In a speech on July 22, 1920, advocating “Liberty Under Law,” Harding, in commenting on subversive movements, observed that: 


“We must not abridge the freedom of speech, the freedom of press, or the freedom of assembly, because there is not promise in repression. These liberties are as sacred as the freedom of religious beliefs, as inviolable as the rights of life and the pursuit of happiness.”


He added, however: 


“We do hold to the right to crush sedition, to stifle a menacing contempt for law, to stamp out a peril to the safety of the Republic or its people when emergency calls, because security and the majesty of the law are the first essential of liberty. He who threatens destruction of the government by force, or flaunts his contempt for lawful authority, ceases to be a loyal citizen and forfeits his right to the freedom of the Republic.”


There was considerable opposition to U.S. participation in World War I, and the Wilson Administration had clamped down on public dissent with the adoption of the Espionage Act of 1917 and the Sedition Act of 1918, under which socialist Eugene Debs had been jailed. After Debs’ imprisonment was upheld in Debs v. United States (1919), Harding commuted his sentence in 1921, the same year that Congress repealed most of the 1921 law.


Presidential scholar James D. Robenalt observed that “Harding’s strategic use of the presidential pardon helped undo the damage done by a war-frenzied Congress in enacting the Espionage and Sedition Acts, which had been compounded by the failure of the Supreme Court to defend the First Amendment of the Constitution. It was an impressive demonstration of constitutional authority by a president.”
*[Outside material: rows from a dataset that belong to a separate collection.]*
PR #17, opened 2019-02-12
Page intro

xwatkins:
Use the page intro pattern, creating a generic system which allows us to define the content based on namespace.

### DIFF
--- a/src/info/InfoMappings.tsx
+++ b/src/info/InfoMappings.tsx
@@ -1,0 +1,22 @@
+import React from 'react';
+import { Namespace } from '../search/types/searchTypes';
+import UniProtKBInfo from './UniProtKBInfo';
+
+const infoMappings: {
+  [index in Namespace]: {
+    name: string;
+    info: JSX.Element;
+    links: Array<{ title: string; destination: string }>;
+  }
+} = {
+  uniprotkb: {
+    name: 'UniProtKB',
+    info: <UniProtKBInfo />,
+    links: [
+      { title: 'Help', destination: '' },
+      { title: 'Video', destination: '' },
+    ],
+  },
+};
+
+export default infoMappings;
--- a/src/layout/SideBarLayout.tsx
+++ b/src/layout/SideBarLayout.tsx
@@ -4,13 +4,15 @@ import BaseLayout from './BaseLayout';
 import './styles/SideBarLayout.scss';
 
 type SideBarLayoutProps = {
+  title: JSX.Element;
   sidebar: JSX.Element;
   content: JSX.Element;
 };
 
-const SideBarLayout: React.FC<SideBarLayoutProps> = ({ sidebar, content }) => (
+const SideBarLayout: React.FC<SideBarLayoutProps> = ({ title, sidebar, content }) => (
   <BaseLayout>
     <section id="sidebar-layout" data-layout="left-sidebar-layout">
+      <section id="sidebar-layout__title">{title}</section>
       <section id="sidebar-layout__sidebar">{sidebar}</section>
       <section id="sidebar-layout__content">{content}</section>
     </section>
--- a/src/layout/SideBarLayout.tsx
+++ b/src/layout/SideBarLayout.tsx
@@ -9,12 +9,16 @@ type SideBarLayoutProps = {
   content: JSX.Element;
 };
 
-const SideBarLayout: React.FC<SideBarLayoutProps> = ({ title, sidebar, content }) => (
+const SideBarLayout: React.FC<SideBarLayoutProps> = ({
+  title,
+  sidebar,
+  content,
+}) => (
   <BaseLayout>
-    <section id="sidebar-layout" data-layout="left-sidebar-layout">
-      <section id="sidebar-layout__title">{title}</section>
-      <section id="sidebar-layout__sidebar">{sidebar}</section>
-      <section id="sidebar-layout__content">{content}</section>
+    <section className="sidebar-layout" data-layout="left-sidebar-layout">
+      <section className="sidebar-layout__title">{title}</section>
+      <section className="sidebar-layout__sidebar">{sidebar}</section>
+      <section className="sidebar-layout__content">{content}</section>
     </section>
   </BaseLayout>
 );
--- a/src/layout/styles/SideBarLayout.scss
+++ b/src/layout/styles/SideBarLayout.scss
@@ -1,7 +1,7 @@
 @import '../../styles/settings';
 
 #sidebar-layout {
-  padding-left: 0.5em;
+  padding-left: 0.5rem;
   display: grid;
   grid-gap: $gutter-size;
   grid-template-columns: 1fr 6fr;
--- a/src/layout/styles/SideBarLayout.scss
+++ b/src/layout/styles/SideBarLayout.scss
@@ -1,11 +1,16 @@
-@import "../../styles/settings";
+@import '../../styles/settings';
 
 #sidebar-layout {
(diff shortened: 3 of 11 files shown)


src/info/InfoMappings.tsx
```diff
@@ -0,0 +1,22 @@
+import React from 'react';
+import { Namespace } from '../search/types/searchTypes';
+import UniProtKBInfo from './UniProtKBInfo';
+
+const infoMappings: {
+  [index in Namespace]: {
+    name: string;
+    info: JSX.Element;
+    links: Array<{ title: string; destination: string }>;
```
its-mahdi: I don't have a solid proof for this, but I think the so called angle-bracket type definitions are discouraged in type script e.g.  `Array<...>`

I'm using a TSLint configuration called [Airbnb TS config](https://github.com/progre/tslint-config-airbnb/#readme), but it's not anything official from Airbnb, but it does have a good mix of community accepted rules. I think Microsoft coding-styles also discourages this type of type definitions, except for Generic and Iterator types.

I think it's worth look into this more in depth.

src/layout/styles/SideBarLayout.scss
```diff
@@ -1,11 +1,16 @@
-@import "../../styles/settings";
+@import '../../styles/settings';
 
 #sidebar-layout {
   padding-left: 0.5em;
```
its-mahdi: The `em` units are inherited and relative to the parent. This can cause styling issues when a component is nested inside itself or another component. This is a very controversial topic, but I suggest using `rem` instead of `em` as it is only relative to the root element of the page.

src/layout/SideBarLayout.tsx
```diff
@@ -4,13 +4,15 @@ import BaseLayout from './BaseLayout';
...
 type SideBarLayoutProps = {
+  title: JSX.Element;
   sidebar: JSX.Element;
   content: JSX.Element;
 };
 
-const SideBarLayout: React.FC<SideBarLayoutProps> = ({ sidebar, content }) => (
+const SideBarLayout: React.FC<SideBarLayoutProps> = ({ title, sidebar, content }) => (
   <BaseLayout>
     <section id="sidebar-layout" data-layout="left-sidebar-layout">
```
its-mahdi: The BEM guideline explicitly bans the usage of any IDs or Tag names for the CSS identifiers e.g. `id="sidebar-layout"` should be changed to `className="sidebar-layout"` and the related CSS code should change too.

src/results/ResultsContainer.tsx
```diff
@@ -20,6 +20,7 @@ import {
 
 interface IResultsProps extends RouteComponentProps {
```
its-mahdi: There are a few old-ish coding conventions that still prefix interfaces with `I` but these days it is considered a form of [Hungarian notation](https://en.wikipedia.org/wiki/Hungarian_notation) and it is discouraged by many. This one is also slightly controversial, but I have seen examples of `ResultsPropsInterface` or `ResultsPropsType` more often than not -- in TypeScript interfaces are basically types.

src/results/ResultsContainer.tsx
```diff
@@ -120,38 +121,48 @@ export class Results extends Component<IResultsProps, ResultsContainerState> {
...
       dispatchRemoveFacet,
       dispatchUpdateColumnSort,
+      namespace,
       sort,
     } = this.props;
     const { selectedRows } = this.state;
     if (isFetching) {
       return <h3>Loading...</h3>;
     }
+    const info = infoMappings[namespace];
```
its-mahdi: Here maybe `info` can be further destructed to `{ name, links }`. If we stick to this pattern it will help with more complicated object, etc.

src/results/ResultsContainer.tsx
```diff
@@ -120,38 +121,48 @@ export class Results extends Component<IResultsProps, ResultsContainerState> {
...
-            selectedRows={selectedRows}
-            handleHeaderClick={dispatchUpdateColumnSort}
-            sort={sort}
-          />
-        }
-      />
+      <Fragment>
+        <SideBarLayout
+          title={
+            <PageIntro title={info.name} links={info.links}>
```
its-mahdi: I think it will be good to have further discussion about passing children via props like this. I think the community convention here is to prepare the child element in the function scope and then pass it like `<PageIntroElement />` rather creating the child element inline when it is passed as a prop.

src/info/InfoMappings.tsx
xwatkins: I *think* they are only discouraged when it's a single type, e.g. `Array<string>` instead of `string[]`.

src/layout/styles/SideBarLayout.scss
xwatkins: True

src/layout/SideBarLayout.tsx
xwatkins: Woops!

src/results/ResultsContainer.tsx
xwatkins: Renamed

src/search/types/searchTypes.ts
```diff
@@ -1,8 +1,5 @@
 export enum Namespace {
```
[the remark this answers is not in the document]
xwatkins: Tricky... I named them Namespaces as this is what they are referenced as in the current codebase, but that obviously doesn't mean it's right. They represent any of the resources we have (UniProtKB, UniRef, UniParc, proteomes etc...) but also tools (BLAST, Align, etc...). Any ideas?

src/results/ResultsContainer.tsx
xwatkins: true, done

src/results/ResultsContainer.tsx
xwatkins: Let's have a chat

src/search/types/searchTypes.ts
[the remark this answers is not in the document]
its-mahdi: Maybe something like 'Database' or 'Datastore'?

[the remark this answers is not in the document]
xwatkins: But what about tools?

src/info/InfoMappings.tsx
its-mahdi: Maybe we should dig deeper into this and have a chat about it later. To me, the TypeScript convention seems to be:

    type Link = { title: string; destination: string };
    links: Link[];    // and later in your code...

src/results/ResultsContainer.tsx
```diff
@@ -128,13 +128,13 @@ export class Results extends Component<ResultsProps, ResultsContainerState> {
     if (isFetching) {
       return <h3>Loading...</h3>;
     }
-    const info = infoMappings[namespace];
+    const { name, links, info } = infoMappings[namespace];
```
its-mahdi: I think instead of:

    const { name, links, info } = infoMappings[namespace];

There should be either:

     const { info } = infoMappings[namespace];
     const { name, links } = info;

or:

     const { name, links } = infoMappings[namespace].info;

src/search/types/searchTypes.ts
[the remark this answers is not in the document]
its-mahdi: I think we may need to have a chat with others as well to come up with something good.

src/results/ResultsContainer.tsx
xwatkins: No it's actually fine - the object returned by `infoMappings[namespace]` contains ` name, links, info`, see `infoMappings.tsx`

At the time that Harding was in office, the Supreme Court was still operating under the precedent in Barron v. Baltimore (1833), which confined the application of the First Amendment, and other provisions of the Bill of Rights, to the national government. In Meyer v. Nebraska (1923), however, the high court used the due process clause of the 14th Amendment to strike down a state law that had prohibited the teaching of German in schools. During Calvin Coolidge’s presidency that followed, the Supreme Court would decide in Gitlow v. New York (1925) that the provisions of freedom of speech and of the press applied to the states via the due process clause of the 14th Amendment, and, over time, all the other provisions of the First Amendment, and most other provisions within the Bill of Rights, were also applied to the states.
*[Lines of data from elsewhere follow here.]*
PR #18, opened 2019-02-12
Add root reducer to reset state when results component is unmounted

xwatkins:
Reset the query (actually the whole state at the moment) when the user navigates away from the results page (unmount)

### DIFF
--- a/src/state/reducers.ts
+++ b/src/state/reducers.ts
@@ -1,10 +1,27 @@
-import {
-  combineReducers, Action, Reducer, ReducersMapObject,
-} from 'redux';
-import query from '../search/state/reducers';
-import results from '../results/state/reducers';
+import { combineReducers, Action, Reducer, ReducersMapObject } from 'redux';
+import query, { SearchAction } from '../search/state/reducers';
+import results, { ResultAction } from '../results/state/reducers';
+import { SearchState } from '../search/state/initialState';
+import { ResultsState } from '../results/state/initialState';
 
-export default combineReducers({
+type RootState =
+  | {
+      query: SearchState;
+      results: ResultsState;
+    }
+  | undefined;
+
+const appReducer = combineReducers({
   query,
   results,
 });
+
+const rootReducer = (state: RootState, action: SearchAction | ResultAction) => {
+  if (action.type === 'RESET') {
+    state = undefined;
+  }
+
+  return appReducer(state, action);
+};
+
+export default rootReducer;
--- a/src/state/reducers.ts
+++ b/src/state/reducers.ts
@@ -4,19 +4,20 @@ import results, { ResultAction } from '../results/state/reducers';
 import { SearchState } from '../search/state/initialState';
 import { ResultsState } from '../results/state/initialState';
 
-type RootState =
-  | {
-      query: SearchState;
-      results: ResultsState;
-    }
-  | undefined;
+type RootState = {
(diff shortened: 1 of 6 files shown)


src/state/reducers.ts
```diff
@@ -1,10 +1,27 @@
...
+      results: ResultsState;
+    }
+  | undefined;
+
+const appReducer = combineReducers({
   query,
   results,
 });
+
+const rootReducer = (state: RootState, action: SearchAction | ResultAction) => {
```
dlrice: Rather than wrapping the combined reducers (`appReducer`), we can pick up `action.type === 'RESET'` in both the search and results reducers instead.

src/state/reducers.ts
```diff
@@ -1,10 +1,27 @@
...
+  if (action.type === 'RESET') {
+    state = undefined;
```
dlrice: `null` is best used when we want to set a variable to no value

src/state/reducers.ts
```diff
@@ -1,10 +1,27 @@
...
-import results from '../results/state/reducers';
+import { combineReducers, Action, Reducer, ReducersMapObject } from 'redux';
+import query, { SearchAction } from '../search/state/reducers';
+import results, { ResultAction } from '../results/state/reducers';
+import { SearchState } from '../search/state/initialState';
+import { ResultsState } from '../results/state/initialState';
 
-export default combineReducers({
+type RootState =
+  | {
```
dlrice: is this extra `|` there on purpose?

src/state/reducers.ts
xwatkins: Isn't it better to have a single place to do this though, as it affects both parts of the state (and might in the future be needed to reset other parts of the state)?

src/state/reducers.ts
xwatkins: The Dan Abramov explanation for doing this is with `undefined`, presumably because the variable is declared:
https://stackoverflow.com/questions/35622588/how-to-reset-the-state-of-a-redux-store/35641992#35641992

src/state/reducers.ts
xwatkins: For some reason, Prettier adds this, trying to find a workaround....

xwatkins: It was in the wrong place.

src/state/reducers.ts
dlrice: I suppose that depends if we would ever want some specificity in the future - will always want all parts of the app state reset or will there be a time one just some subset reset?

xwatkins: We might not want to always reset everything, which is why it's nice to keep our options open.

src/state/reducers.ts
dlrice: Defining something as undefined seems counterintuitive to me but I'm sure it's all legit if Dan says it's ok.

src/state/reducers.ts
dlrice: just want to clarify: you're saying leave it as is for now (reset all) and in the future if needed we will replace this PR's code with a state slice specific reset (ie RESET is caught in each of the separate reducers)?

xwatkins: No, I mean that in the future we are likely to have more/different RESETS across separate parts of the state so it's better to keep it in a cross slice reducer

PR #21, opened 2019-03-01
Adding FUNCTION section with basic evidence tags

xwatkins:
- Define the basis for evidence tags, mapping ECO codes to definitions as per old website.
- Add Catalytic activity (will need visualisation added in the future)
- Add Pathway section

Harding appoints William Howard Taft as chief justice

Harding’s most important appointment as president may have been that of former president William Howard Taft, whom Harding nominated as chief justice.


Responsible for streamlining the operations of the Supreme Court, the Taft Court remained better known for striking down legislation such as federal minimum wage laws for women in Adkins v. Children’s Hospital (1923) than for protection of First Amendment freedoms. 


John Vile is a professor of political science and dean of the Honors College at Middle Tennessee State University. This article was published on Nov. 29, 2023.